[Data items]
-- -- --

PR #405, opened 2020-04-04
use statvfs f_frsize for file system block size on NetBSD

tripledonkey:
First ever pull request, please be gentle!  I noticed disk usage was reporting wrong on NetBSD, I found this to be because the file system block size is actually in f_frsize of statvfs struct on NetBSD, I confirmed this with some of the NetBSD developers (nia and ryoshu).

### DIFF
--- a/src/print_disk_info.c
+++ b/src/print_disk_info.c
@@ -73,17 +73,9 @@ static bool below_threshold(struct statvfs buf, const char *prefix_type, const c
     } else if (strcasecmp(threshold_type, "percentage_avail") == 0) {
         return 100.0 * (double)buf.f_bavail / (double)buf.f_blocks < low_threshold;
     } else if (strcasecmp(threshold_type, "bytes_free") == 0) {
-#if defined(__NetBSD__)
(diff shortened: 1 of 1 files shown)


Airblader:
Thanks for the PR! And also for confirming with some NetBSD people.

@stapelberg Do you have an opinion on this? I can't speak for NetBSD and also don't much know these system APIs. Any chance for non-NetBSD we can do the same?

stapelberg:
TIL: https://stackoverflow.com/a/54835515/712014 (also https://debbugs.gnu.org/cgi/bugreport.cgi?bug=11406)

Yes, I think we should use f_frsize on all systems.

Airblader:
Thanks, Michael. @tripledonkey Can you change the PR accordingly? Thank you!

tripledonkey:
I don't really know my way around git.  I have now changed the code so that it not specific to NetBSD, but how do I amend the PR?  What git commands should I run?  Sorry for being clueless on this.

stapelberg:
git commit -a to amend the previous commit
git push -f to update the PR

stapelberg:
Thanks!

PR #409, opened 2020-04-26
Format placeholder volume

Stunkymonkey:
related to #384


Stunkymonkey:
this code is not very beautiful. But the `print_volume` file was already super messy.

PR #411, opened 2020-04-30
file_contents: Handle utf-8 characters

### LINKED ISSUE #410: Feature request: handle clipped UTF-8 in print_file_contents()
* I use a `read_file` block to print a file whose contents may contain non-ASCII characters encoded in UTF-8.
* I set `Max_characters` to 120.
* It looks like `print_file_contents()` doesn't attempt to observe logical boundaries of UTF-8 octets, so there are cases where the printed line ends in gibberish. (Side effect - this messes with my Pango markup.) For example, this sequence of three bytes followed by the four-byte symbol "🈚":
```
foo🈚🈚🈚🈚🈚...[snip]
```
would reproduce the issue for me.

My naive reading of RFC 3629 suggests that it's easy to detect UTF-8 octet sequences. *May I submit a pull request to further truncate file contents upon encountering clipped UTF-8?*

orestisfl:
Just testing the waters here, documentation needs to be updated

Fixes #410

@ j39m can you check this please?

### DIFF
--- a/include/i3status.h
+++ b/include/i3status.h
@@ -31,6 +31,7 @@ extern char *pct_mark;
 
 #define BEGINS_WITH(haystack, needle) (strncmp(haystack, needle, strlen(needle)) == 0)
 #define max(a, b) ((a) > (b) ? (a) : (b))
+#define min(x, y) ((x) < (y) ? (x) : (y))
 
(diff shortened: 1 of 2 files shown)


orestisfl:
@j39m can you check this please?

PR #426, opened 2020-07-27
Implement keyboard layout indicator

spektom:
Use Jay Bromley's XKeyboard class for displaying current keyboard layout.

### DIFF
--- a/Makefile.am
+++ b/Makefile.am
@@ -46,12 +46,15 @@ i3status_LDADD = \
 	$(PULSE_LIBS) \
 	$(NLGENL_LIBS) \
 	$(ALSA_LIBS) \
-	$(PTHREAD_LIBS)
+	$(PTHREAD_LIBS) \
+	-lX11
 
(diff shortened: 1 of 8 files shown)


Airblader:
See #279, #174 and #34. 

Pinging @stapelberg in case he wants to reconsider and reopen this (or one of the others).

stapelberg:
I don’t see a need to reopen keyboard layout indicators for now.

Most people use just one keyboard layout, few use two, even fewer use more. The limited user base means the cost of this feature (additional build- and runtime dependencies, customization concerns, etc.) doesn’t outweigh its usefulness.

When using more than one keyboard layout, just modify your switching script/keybinding/method to write a file with your preferred layout identifier and use i3status’s `read_file` functionality to include the file contents.

spektom:
I've written a small program that solves the issue, based on your suggestion: https://github.com/spektom/i3status-kbd-layout
Thanks!

PR #427, opened 2020-07-29
Fix crash in print_memory

Gravemind:
Fixes a stack-overflow when memory is, for example, "1020.17 TiB".

This fix limits the max number of memory decimals to 4.

The crash was probably introduced in 066e813331 .


stapelberg (approved):

stapelberg:
Thank you!

PR #203, opened 2017-04-20
errors: Make the standard errors private.

jodh-intel:
Only expose the minimum set of standard errors
("virtc" uses ErrNeedPodID and ErrNeedContainerID).


dlespiau:
From an API stand point, I don't think we should go half-way, exposing some errors but not others. Either expose all the errors or none :)

sboeuf:
I agree with @dlespiau that it should be consistent. And I would prefer all those errors to be private. There is no point in having them exposed through the virtcontainers API.

jodh-intel:
ack - branch updated.

sboeuf:
LGTM

Issue #202, opened 2017-04-19
hyperstart start() and stop() implementations are not hyperstart specific


sameo:
Our only agent implementation, `hyperstart.go`, `start()` and `stop()` implementations are not hyperstart specific. They do pod specific initializations that should be factored into `pod.go`. All agent implementations will have to follow the same steps.

Going one step further, we could argue the `start()` and `stop()` agent interface methods are not needed. I would like to see them removed unless someone has a case for keeping them around. 

In any case, the hyperstart implementation for those 2 methods should be empty.

sboeuf:
Fixed by #205.

PR #205, opened 2017-04-20
Move generic code out of hyperstart agent implementation

sboeuf:
A lot of code related to the proxy and the shim was present inside hyperstart agent implementation. The problem is that this code is generic for any pod/container, and deserves to be shared across different agent implementations.

After all generic code has been moved from agent implementations to pod/container code, there is no point in having `start()` and `stop()` functions provided by the agent interface. Our agent implementations are empty for those functions, and we cannot think about a future usage for any future agent.

This PR fixes issue #202. It has been tested with the runtime and everything still works as before.

### DIFF
--- a/container.go
+++ b/container.go
@@ -120,6 +120,43 @@ func (c *Container) URL() string {
 	return c.pod.URL()
 }
 
+func (c *Container) startShim() error {
+	proxyInfo, url, err := c.pod.proxy.connect(*(c.pod), true)
+	if err != nil {
+		return err
+	}
+
+	if err := c.pod.proxy.disconnect(); err != nil {
+		return err
+	}
+
+	if c.pod.state.URL != url {
+		return fmt.Errorf("Pod URL %s and URL from proxy %s MUST be identical", c.pod.state.URL, url)
+	}
+
+	shimParams := ShimParams{
+		Token:   proxyInfo.Token,
+		URL:     url,
+		Console: c.config.Console,
+	}
+
+	pid, err := c.pod.shim.start(*(c.pod), shimParams)
+	if err != nil {
+		return err
+	}
+
+	c.process = Process{
+		Token: proxyInfo.Token,
+		Pid:   pid,
+	}
+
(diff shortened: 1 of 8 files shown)


container.go
```diff
@@ -120,6 +120,43 @@ func (c *Container) URL() string {
...
+	if err != nil {
+		return err
+	}
+
+	if err := c.pod.proxy.disconnect(); err != nil {
+		return err
+	}
+
+	if c.pod.state.URL != url {
+		return fmt.Errorf("Pod URL %s and URL from proxy %s MUST be similar", c.pod.state.URL, url)
```
jodh-intel: Shouldn't this be "identical" rather than "similar" (same comment for identical error below)?

pod.go
```diff
@@ -606,33 +603,76 @@ func (p *Pod) startVM() error {
 		return fmt.Errorf("Did not receive the pod started notification")
 	}
 
-	err := p.agent.start(p)
+	virtLog.Infof("VM started")
+
+	return nil
+}
+
+// startShims starts registers all containers to the proxy and starts
```
jodh-intel: s/starts registers/registers/g

sshd.go
```diff
@@ -105,12 +105,32 @@ func (s *sshd) init(pod *Pod, config interface{}) error {
...
-func (s *sshd) start(pod *Pod) error {
+// exec is the agent command execution implementation for sshd.
+func (s *sshd) exec(pod *Pod, c Container, process Process, cmd Cmd) error {
 	if pod == nil {
 		return errNeedPod
 	}
 
+	session, err := s.client.NewSession()
+	if err != nil {
+		return fmt.Errorf("Failed to create session")
```
jodh-intel: It would be useful to add some more detail to this error: which pod/container for example?

sameo:
Once @jodh-intel are adressed, this LGTM.

sboeuf:
Comments from @jodh-intel have been addressed.

jodh-intel:
lgtm

Issue #204, opened 2017-04-20
Move Console field from ContainerConfig to Cmd structure


sboeuf:
A console path can be provided every time a new process is started, and we know we can start several processes on one container as long as the process on this container is still running.
That's why we have to move Console field to Cmd structure so that every process can be redirected to a different console.

sboeuf:
Fixed by #209

PR #206, opened 2017-04-20
Add the ability to specify a different console for a new process on an existing container

sboeuf:
There is a limitation regarding the ability to provide a different console than container's one in case we are trying to execute a new process on this existing container. Indeed, because the console is tied to the ContainerConfig structure, we have no way to specify a different console for another process.

This PR moves Interactive and Console fields from the structure ContainerConfig to Cmd, solving our current limitation.

This PR fixes issue #204.

### DIFF
--- a/container.go
+++ b/container.go
@@ -44,12 +44,6 @@ type ContainerConfig struct {
 	// RootFs is the container workload image on the host.
 	RootFs string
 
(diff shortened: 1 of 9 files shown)


sboeuf:
Do not merge until #205 is merged.

jodh-intel:
lgtm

-- -- --

● **TASK TO CARRY OUT**
Restate word for word only the lines above from the line containing "A console path" to the line containing "PR #206, opened 2017-04-20", both of them included.

● **SOLUTION TO THE PROBLEM**
A console path can be provided every time a new process is started, and we know we can start several processes on one container as long as the process on this container is still running.
That's why we have to move Console field to Cmd structure so that every process can be redirected to a different console.

sboeuf:
Fixed by #209

PR #206, opened 2017-04-20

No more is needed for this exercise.